*BRIEF*:
Nothing in the records may be changed; reproduce all of them.

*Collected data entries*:
PR #2312, opened 2016-07-20
cccp update for 4.0

onnet:
Unfortunately I wasn't able to divide these changes into several steps, 'cause it evolved in time and interconnected. Tested on my single node 4.0 (master).

### DIFF
--- a/applications/cccp/doc/index.md
+++ b/applications/cccp/doc/index.md
@@ -4,14 +4,32 @@ Title: Calling Card Callback Platform
 Language: en-US
 */
 
-cccp
+cccp - Calling Card Callback Platform
 ====
-Calling Card Callback Platform
 
 Could be good for road warriors:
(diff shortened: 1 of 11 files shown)


jamesaimonetti:
Hi @onnet it looks like there's some trailing whitespace in cccp_util.erl and a couple dialyzer complaints (see CircleCI's output for details).

onnet:
Hi @jamesaimonetti  Yep, oh those specs.. :)

jamesaimonetti:
@onnet this latest failure is a bit of an annoyance, but `%` should be for comments at the end of a line while `%%` should be whole-line comments.

Even better, though, is to remove dead code/specs!

onnet:
@jamesaimonetti 
So, do you have any idea of how to get rid of this 'annoyance'?

PR #2320, opened 2016-07-21
KAZOO-4933: adding fields beta/alpha to apps store view

JRMaitre:


lazedo:
@JRMaitre why do you add `alpha: doc.alpha, beta: doc.beta` and not something like `state` or `another_field_that_reflects_stage_of_app` ?  can an application be alpha and beta at the same time ?

PR #2328, opened 2016-07-21
Help 23396

jamesaimonetti:


core/kazoo_endpoint/Makefile
```diff
@@ -3,4 +3,9 @@ PROJECT = kazoo_endpoint
 
 all: compile
 
+test: kze-test
+
+kze-test:
+	$(MAKE) compile-test -C $(ROOT)/core/kazoo_number_manager/
```
fenollp: I am not sure I like this. How to run the test suite is [documented here](https://github.com/2600hz/kazoo/blob/master/doc/installation.md#longer-version) and [demonstrated here](https://github.com/2600hz/kazoo/blob/master/.travis.yml#L31-L32).

It shows a test dependency and that I like. However KNM itself requires the whole Kazoo to be `make compile-test`-ed for its own tests to run…

Yeah maybe that can work until we have a real test setup…
otherwise PR LGTM

jamesaimonetti: The explicit test dep is what I was going for here. I don't need all of kazoo test-compiled when running kazoo_endpoint tests, so this was the shortest path to having kazoo_endpoint tests run successfully.

PR #2334, opened 2016-07-25
KAZOO-4935 add transfer to dialplan

lazedo:


applications/ecallmgr/src/ecallmgr_call_command.erl
```diff
@@ -544,6 +545,12 @@ get_fs_app(_Node, _UUID, JObj, <<"fax_detection">>) ->
             end
     end;
 
+get_fs_app(Node, UUID, JObj, <<"transfer">>) ->
```
fenollp: spec

lazedo: @fenollp look at top of get_fs_app/4

applications/ecallmgr/src/ecallmgr_call_command.erl
```diff
@@ -1529,3 +1536,48 @@ tone_duration_on(Tone) ->
...
+           ],
+    Props = [KV || {K,_V} = KV <- CCVs,
+                   lists:member(K, CCVList)
+            ]  ++ Vars,
+    [Export | Exports] = ecallmgr_util:process_fs_kv(Node, UUID, Props, 'set'),
+    Arg = list_to_binary([Export
+                         ,[[",", Exported] || Exported <- Exports]
+                         ]
+                        ),
+    {<<"att_xfer">>, list_to_binary(["{", Arg, "}loopback/", TransferTo, <<"/">>, transfer_context(JObj)])};
```
fenollp: Looks like Arg does not need to be turned into binary as it will be done here. Or maybe with iolist_to_binary

applications/ecallmgr/src/ecallmgr_call_command.erl
fenollp: ah I missed that, right

PR #3256, opened 2017-02-12
Allow additional teletype notifications w/o modifying existing code

kalda341:
We would like to be able to send our own notifications through teletype, without modifying any existing 2600Hz code. This allows us to achieve this, by defining additional bindings and responders in the system_config.

### DIFF
--- a/applications/teletype/src/teletype_shared_listener.erl
+++ b/applications/teletype/src/teletype_shared_listener.erl
@@ -170,8 +170,8 @@
 -spec start_link() -> startlink_ret().
 start_link() ->
     gen_listener:start_link(?SERVER
-                           ,[{'bindings', ?BINDINGS}
-                            ,{'responders', ?RESPONDERS}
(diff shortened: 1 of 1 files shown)


jamesaimonetti:
I like this idea and wonder...why not just have it load all teletype templates at startup? Then it will load "default" templates but still allow others to add their own template modules as well.

That's my first impression, anyway. Make it the general loader for all templates, default and custom. Thoughts?

kalda341:
Sounds good to me! What I had in mind too, but thought it might be too drastic a change to be accepted.
Should I develop this further, or leave it with you?

kalda341:
@jamesaimonetti Any updates?

jamesaimonetti:
@kalda341 sorry for the delay, didn't get Github notifications in email! Yes, please refactor to be a general loader of templates.

kalda341:
Functionality improved in https://github.com/2600hz/kazoo/pull/3363

PR #3257, opened 2017-02-12
Include branched callflow id + group id in CCVs

kalda341:
We would like more useful information to be stored in CDRs. I have added Group-ID and Branched-Callflow-ID to the Custom-Channel-Vars.
The accessors are used by existing code that I have not yet created pull requests for.

### DIFF
--- a/applications/callflow/src/module/cf_callflow.erl
+++ b/applications/callflow/src/module/cf_callflow.erl
@@ -31,5 +31,48 @@ handle(Data, Call) ->
         {'ok', JObj} ->
             lager:info("branching to new callflow ~s", [Id]),
             Flow = kzd_callflow:flow(JObj, kz_json:new()),
-            cf_exe:branch(Flow, Call)
+            cf_exe:branch(Flow, update_call(JObj, Call))
     end.
+
+%%--------------------------------------------------------------------
+%% @private
+%% @doc
+%% Add information to CCVs, making call logs more useful
+%% @end
+%%--------------------------------------------------------------------
+-spec update_call(kz_json:object(), kapps_call:call()) -> kapps_call:call().
+update_call(JObj, Call) ->
+    Updaters = [fun remove_old_values/1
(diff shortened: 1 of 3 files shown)


lazedo:
@kalda341 thanks for this pull request. please include the other accessors at the time of your other pull request. also, `monster_group_id` is not an appropriate name, the api should be client agnostic.

kalda341:
I agree that the name is poor, but I did not want it to be confused with the many other types of groups. Do you have any suggestions as to what to name it? Just `group_id`?

kalda341:
@lazedo I have renamed monster_group_id to group_id.

applications/callflow/src/module/cf_callflow.erl
```diff
@@ -31,5 +31,48 @@ handle(Data, Call) ->
...
+%%--------------------------------------------------------------------
+%% @private
+%% @doc
+%% Set the group_id field in the CCVs if the callflow is a baseGroup
+%% @end
+%%--------------------------------------------------------------------
+-spec maybe_add_group_id(kz_json:object(), kapps_call:call()) -> kapps_call:call().
+maybe_add_group_id(JObj, Call) ->
+    case kz_json:get_value(<<"type">>, JObj) of
+        <<"baseGroup">> ->
```
jamesaimonetti: Where is "baseGroup" coming from? This seems very specific to your operation and not generally useful.

kalda341: In Monster UI's VOIP app a baseGroup is the callflow that contains a ring group. We would like the group_id field to be included if the callflow element is a baseGroup.
You are correct - this is only useful for callflows created with Monster.

kalda341:
@jamesaimonetti Any updates?

lazedo:
@kalda341 this approach is very tied to a specific use case `baseGroup`. we need to figure out a different way of doing this without overloading CCVs.

kalda341:
I agree. Maybe something like what you've done with custom SIP headers?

*TASK OUTPUT*:
PR #2312, opened 2016-07-20
cccp update for 4.0

onnet:
Unfortunately I wasn't able to divide these changes into several steps, 'cause it evolved in time and interconnected. Tested on my single node 4.0 (master).

### DIFF
--- a/applications/cccp/doc/index.md
+++ b/applications/cccp/doc/index.md
@@ -4,14 +4,32 @@ Title: Calling Card Callback Platform
 Language: en-US
 */
 
-cccp
+cccp - Calling Card Callback Platform
 ====
-Calling Card Callback Platform
 
 Could be good for road warriors:
(diff shortened: 1 of 11 files shown)


jamesaimonetti:
Hi @onnet it looks like there's some trailing whitespace in cccp_util.erl and a couple dialyzer complaints (see CircleCI's output for details).

onnet:
Hi @jamesaimonetti  Yep, oh those specs.. :)

jamesaimonetti:
@onnet this latest failure is a bit of an annoyance, but `%` should be for comments at the end of a line while `%%` should be whole-line comments.

Even better, though, is to remove dead code/specs!

onnet:
@jamesaimonetti 
So, do you have any idea of how to get rid of this 'annoyance'?

PR #2320, opened 2016-07-21
KAZOO-4933: adding fields beta/alpha to apps store view

JRMaitre:


lazedo:
@JRMaitre why do you add `alpha: doc.alpha, beta: doc.beta` and not something like `state` or `another_field_that_reflects_stage_of_app` ?  can an application be alpha and beta at the same time ?

PR #2328, opened 2016-07-21
Help 23396

jamesaimonetti:


core/kazoo_endpoint/Makefile
```diff
@@ -3,4 +3,9 @@ PROJECT = kazoo_endpoint
 
 all: compile
 
+test: kze-test
+
+kze-test:
+	$(MAKE) compile-test -C $(ROOT)/core/kazoo_number_manager/
```
fenollp: I am not sure I like this. How to run the test suite is [documented here](https://github.com/2600hz/kazoo/blob/master/doc/installation.md#longer-version) and [demonstrated here](https://github.com/2600hz/kazoo/blob/master/.travis.yml#L31-L32).

It shows a test dependency and that I like. However KNM itself requires the whole Kazoo to be `make compile-test`-ed for its own tests to run…

Yeah maybe that can work until we have a real test setup…
otherwise PR LGTM

jamesaimonetti: The explicit test dep is what I was going for here. I don't need all of kazoo test-compiled when running kazoo_endpoint tests, so this was the shortest path to having kazoo_endpoint tests run successfully.

PR #2334, opened 2016-07-25
KAZOO-4935 add transfer to dialplan

lazedo:


applications/ecallmgr/src/ecallmgr_call_command.erl
```diff
@@ -544,6 +545,12 @@ get_fs_app(_Node, _UUID, JObj, <<"fax_detection">>) ->
             end
     end;
 
+get_fs_app(Node, UUID, JObj, <<"transfer">>) ->
```
fenollp: spec

lazedo: @fenollp look at top of get_fs_app/4

applications/ecallmgr/src/ecallmgr_call_command.erl
```diff
@@ -1529,3 +1536,48 @@ tone_duration_on(Tone) ->
...
+           ],
+    Props = [KV || {K,_V} = KV <- CCVs,
+                   lists:member(K, CCVList)
+            ]  ++ Vars,
+    [Export | Exports] = ecallmgr_util:process_fs_kv(Node, UUID, Props, 'set'),
+    Arg = list_to_binary([Export
+                         ,[[",", Exported] || Exported <- Exports]
+                         ]
+                        ),
+    {<<"att_xfer">>, list_to_binary(["{", Arg, "}loopback/", TransferTo, <<"/">>, transfer_context(JObj)])};
```
fenollp: Looks like Arg does not need to be turned into binary as it will be done here. Or maybe with iolist_to_binary

applications/ecallmgr/src/ecallmgr_call_command.erl
fenollp: ah I missed that, right

PR #3256, opened 2017-02-12
Allow additional teletype notifications w/o modifying existing code

kalda341:
We would like to be able to send our own notifications through teletype, without modifying any existing 2600Hz code. This allows us to achieve this, by defining additional bindings and responders in the system_config.

### DIFF
--- a/applications/teletype/src/teletype_shared_listener.erl
+++ b/applications/teletype/src/teletype_shared_listener.erl
@@ -170,8 +170,8 @@
 -spec start_link() -> startlink_ret().
 start_link() ->
     gen_listener:start_link(?SERVER
-                           ,[{'bindings', ?BINDINGS}
-                            ,{'responders', ?RESPONDERS}
(diff shortened: 1 of 1 files shown)


jamesaimonetti:
I like this idea and wonder...why not just have it load all teletype templates at startup? Then it will load "default" templates but still allow others to add their own template modules as well.

That's my first impression, anyway. Make it the general loader for all templates, default and custom. Thoughts?

kalda341:
Sounds good to me! What I had in mind too, but thought it might be too drastic a change to be accepted.
Should I develop this further, or leave it with you?

kalda341:
@jamesaimonetti Any updates?

jamesaimonetti:
@kalda341 sorry for the delay, didn't get Github notifications in email! Yes, please refactor to be a general loader of templates.

kalda341:
Functionality improved in https://github.com/2600hz/kazoo/pull/3363

PR #3257, opened 2017-02-12
Include branched callflow id + group id in CCVs

kalda341:
We would like more useful information to be stored in CDRs. I have added Group-ID and Branched-Callflow-ID to the Custom-Channel-Vars.
The accessors are used by existing code that I have not yet created pull requests for.

### DIFF
--- a/applications/callflow/src/module/cf_callflow.erl
+++ b/applications/callflow/src/module/cf_callflow.erl
@@ -31,5 +31,48 @@ handle(Data, Call) ->
         {'ok', JObj} ->
             lager:info("branching to new callflow ~s", [Id]),
             Flow = kzd_callflow:flow(JObj, kz_json:new()),
-            cf_exe:branch(Flow, Call)
+            cf_exe:branch(Flow, update_call(JObj, Call))
     end.
+
+%%--------------------------------------------------------------------
+%% @private
+%% @doc
+%% Add information to CCVs, making call logs more useful
+%% @end
+%%--------------------------------------------------------------------
+-spec update_call(kz_json:object(), kapps_call:call()) -> kapps_call:call().
+update_call(JObj, Call) ->
+    Updaters = [fun remove_old_values/1
(diff shortened: 1 of 3 files shown)


lazedo:
@kalda341 thanks for this pull request. please include the other accessors at the time of your other pull request. also, `monster_group_id` is not an appropriate name, the api should be client agnostic.

kalda341:
I agree that the name is poor, but I did not want it to be confused with the many other types of groups. Do you have any suggestions as to what to name it? Just `group_id`?

kalda341:
@lazedo I have renamed monster_group_id to group_id.

applications/callflow/src/module/cf_callflow.erl
```diff
@@ -31,5 +31,48 @@ handle(Data, Call) ->
...
+%%--------------------------------------------------------------------
+%% @private
+%% @doc
+%% Set the group_id field in the CCVs if the callflow is a baseGroup
+%% @end
+%%--------------------------------------------------------------------
+-spec maybe_add_group_id(kz_json:object(), kapps_call:call()) -> kapps_call:call().
+maybe_add_group_id(JObj, Call) ->
+    case kz_json:get_value(<<"type">>, JObj) of
+        <<"baseGroup">> ->
```
jamesaimonetti: Where is "baseGroup" coming from? This seems very specific to your operation and not generally useful.

kalda341: In Monster UI's VOIP app a baseGroup is the callflow that contains a ring group. We would like the group_id field to be included if the callflow element is a baseGroup.
You are correct - this is only useful for callflows created with Monster.

kalda341:
@jamesaimonetti Any updates?

lazedo:
@kalda341 this approach is very tied to a specific use case `baseGroup`. we need to figure out a different way of doing this without overloading CCVs.

kalda341:
I agree. Maybe something like what you've done with custom SIP headers?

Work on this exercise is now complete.